14. Pathogenicity and Symptoms of Trypanosoma Gambiense:
The bite of an infected fly is usually followed by itching and irritation near the wound, and frequently a local dark red lesion develops. In blood, the parasite multiplies and absorbs nutrients from it. After a few days, fever and headache develop, recurring at regular intervals accompanied by increasing weakness, loss of weight and anaemia.
Usually, the parasites succeed in penetrating the lymphatic glands. Because of its infection, the lymphatic glands swell and after it the parasites enter the cerebrospinal fluid and brain causing a sleeping sickness like condition. Development of lethargic condition and recurrence of fever are the symptoms of its infection.

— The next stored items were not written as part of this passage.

PR #203, opened 2023-03-12
Integrate checkov linter

laurit17:
TODOs:
- this supports a number of additional config file types - kubernetes, helm, azure - however, not clear how to distinguish these file types. - the yaml has a general structure for which we can perhaps create a file type config, but it is not particularly unique. I suppose users can set up their own file type?


.trunk/trunk.yaml
```diff
@@ -16,6 +16,7 @@ runtimes:
 
 lint:
   enabled:
+    - checkov@2.3.75
```
TylerJang27, line 19: We don't need this enabled ourselves do we?

linters/checkov/plugin.yaml
```diff
@@ -0,0 +1,17 @@
+version: 0.1
+lint:
+  definitions:
+    - name: checkov
+      files: [terraform, cloudformation, docker]
+      runtime: python
+      package: checkov
+      commands:
+        - name: lint
+          run: checkov -f ${target} -o sarif --output-file-path ${tmpfile},
```
TylerJang27, line 10: comma typo?

TylerJang27 (commented):
Looks mostly good. Let's sync up on Monday about file types and a couple other things

.trunk/trunk.yaml
laurit17: no, removed

linters/checkov/plugin.yaml
laurit17: no - it is intentional

PR #204, opened 2023-03-14
fix(clippy): allow updating the local cache

sxlijin:
`--frozen` forces clippy to not update the local cache, but this breaks clippy in CI scenarios (the original reason that this was OK was that users would populate this cache themselves)

`--locked` asserts that the lockfile stays locked, which is what we really want for linter invocations


TylerJang27 (approved):
LGTM, good catch

PR #205, opened 2023-03-14
Added trivy config subcommand

puzzler7:
Added trivy config as a linter command.

I've added a parser from json to sarif, rather than using the native sarif output, because the sarif output generates messages such as the one below, literal newlines and all.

15. Disease Caused by Trypanosoma Gambiense:
Trypanosoma gambiense causes trypanosomiasis; most commonly referred to as sleeping sickness leading to coma stage and finally resulting into the death of the patient. In fact, two types of diseases are caused by Trypanosome which are essentially similar in symptoms. These are Gambian and Rhodesian sleeping sickness.

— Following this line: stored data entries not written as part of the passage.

PR #208, opened 2023-03-15
Added osv-scanner

puzzler7:
Added osv-scanner as a linter. I added a new filetype osvlockfile (after talking with Tyler), because osv-scanner does not support go.sum files.


linters/osv-scanner/plugin.yaml
```diff
@@ -0,0 +1,34 @@
...
+        - os:
+            linux: linux
+            macos: darwin
+          cpu:
+            x86_64: amd64
+            arm_64: arm64
+          url: https://github.com/google/osv-scanner/releases/download/v${version}/osv-scanner_${version}_${os}_${cpu}
+  definitions:
+    - name: osv-scanner
+      files: [osvlockfile]
```
TylerJang27, line 17: nit: change name of file type to osv-lockfiles. I read current as a lockfile used for osv

linters/osv-scanner/plugin.yaml
```diff
@@ -0,0 +1,34 @@
...
+          success_codes: [0, 1, 128]
+          read_output_from: stdout
+          parser:
+            runtime: python
+            run: ${plugin}/linters/osv-scanner/osv_to_sarif.py
+      environment:
+        - name: PATH
+          list: ["${linter}"]
+      version_command:
+        parse_regex: "version: ${version}\n"
```
TylerJang27, line 33: nit: try locally to see if you can remove \n. Our semver here might be a line rather than full match

linters/plugin.yaml
```diff
@@ -310,6 +310,55 @@ lint:
       extensions:
         - m
 
+    # This is the same as the lockfile type above, minus go.sum because osv-scanner does not support that
+    # TODO: TYLER once linter ignores are supported, move this into a linter ignore
```
TylerJang27, line 314: nit: TODO(Tyler)-just for consistency and so I can find it more easily

TylerJang27 (commented):
Looks good. Gonna leave a chance for Sam to scan it

linters/plugin.yaml
```diff
@@ -310,6 +310,55 @@ lint:
       extensions:
         - m
 
+    # This is the same as the lockfile type above, minus go.sum because osv-scanner does not support that
+    # TODO(Tyler): once linter ignores are supported, move this into a linter ignore
```
sxlijin, line 314: alternatively: can we say osv applies to all lockfiles, and then inside default_lint.yaml ship a default ignore for go.sum / osv-scanner?

sxlijin (approved):
hurrah! excited to get this in :)))

linters/plugin.yaml
TylerJang27: Discussed this with Mav, I think the best approach here is to:
1. Land this (sorry I saw this comment after I merged, but compat/history shouldn't be a big obstacle)
2. Add the logic in cli to support merging ignores from the plugin repos, and then add that ignore (and all the rest) here (since it's specific to osv)
  a. One complexity is determining a merge key, since ignores don't have names, etc. Maybe we ship our default set and just add the option to append ignores.
3. Alternatively to #2, just do as you mention and ship the default_lint with a new osv-scanner ignore
4. Regardless, at that point we can ditch this filetype from the plugins repo and bump our `required_cli_version`

PR #210, opened 2023-03-15
Add gofumpt

tomlazar:
Basically the same as gofmt, just a little more strict.


linters/gofumpt/gofumpt.test.ts
```diff
@@ -0,0 +1,6 @@
+import { linterCheckTest, linterFmtTest } from "tests";
+
+// gofumpt generates a failure on an empty file
+linterCheckTest({ linterName: "gofumpt", namedTestPrefixes: ["empty"] });
```
TylerJang27, line 4: Thanks for calling this out. We may move in the future to adding `allow_empty_files: false` to both gofumpt and gofmt, but this should be fine for now.

package-lock.json
```diff
@@ -1,5 +1,5 @@
 {
-  "name": "plugins",
+  "name": "trunk-plugins",
```
TylerJang27, line 2: Can you back this file change out? Was there something you ran into that brought this up?

TylerJang27 (approved):
Hi there! Thanks for using trunk and for making this contribution! The setup for gofumpt looks great, with just a couple minor comments.

Once you've addressed those feel free to update your PR with main and merge! Thanks again!

package-lock.json
tomlazar: nothing specific, must have happened since I renamed my fork as `trunk-plugins`

tomlazar:
@TylerJang27 should be all good to go!

TylerJang27:
@tomlazar Thanks again! We probably won't get another release out for a week or so, but if you need `gofumpt` sooner, you can change the plugin source in your trunk.yaml to look like:

```yaml
plugins:
  sources:
    - id: trunk
      ref: 19526b8797860900fb9680233943072b78c9f356
      uri: https://github.com/trunk-io/plugins
```

PR #211, opened 2023-03-16
Added is_security to all security linters

puzzler7:
Added is_security to all security linters, and updated their snapshots. Additionally bumped the cli version so that is_security works.


TylerJang27 (approved):
LGTM, just check with Sam on scoping to make sure this is ready to land

sxlijin (approved):
🙌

The Gambian sleeping sickness occurs in western part of Africa and its vector is Glossina palpalis, while Rhodesian sleeping sickness occurs in rest of Africa and its vector is Glossina morsitans. The only difference between the two is that the latter is more rapid causing the death of the patient within 3-4 months of infection.
16. Diagnosis, Treatment and Prevention of Disease Caused by Trypanosoma Gambiense:
The diagnosis is confirmed by examining fresh or stained peripheral blood or by examining the cerebrospinal fluid obtained by lumbar puncture or by examining the extract of enlarged lymphatic glands.
Arsenic and antimony compounds were until recently the drugs for treatment of trypanosomiasis, but now they are rarely used except for late stages when the parasites have invaded the central nervous system.
Two drugs, Bayer 205 (also called Antrypol, Germanin or Suramin), and Pentamidine or Lomidine are now widely used for both treatment and prophylaxis of human infections. These drugs are low in toxicity, effective in treatment, and prevent reinfection for several months.
Prevention (Prophylaxis) :
The following measures are suggested for preventing the infection of this parasite:
1. By eradicating the vectors. The infection of this parasite can be checked by completely eradicating the secondary host (Tsetse fly). For this, the endemic areas should be kept clean and regular spray of insecticides like DDT is suggested which help in eradicating the fly.
2. Care should be taken to keep the reservoir hosts free from its infection.
3. Preventive medicines should be taken frequently and periodically which help to a great extent from its infection.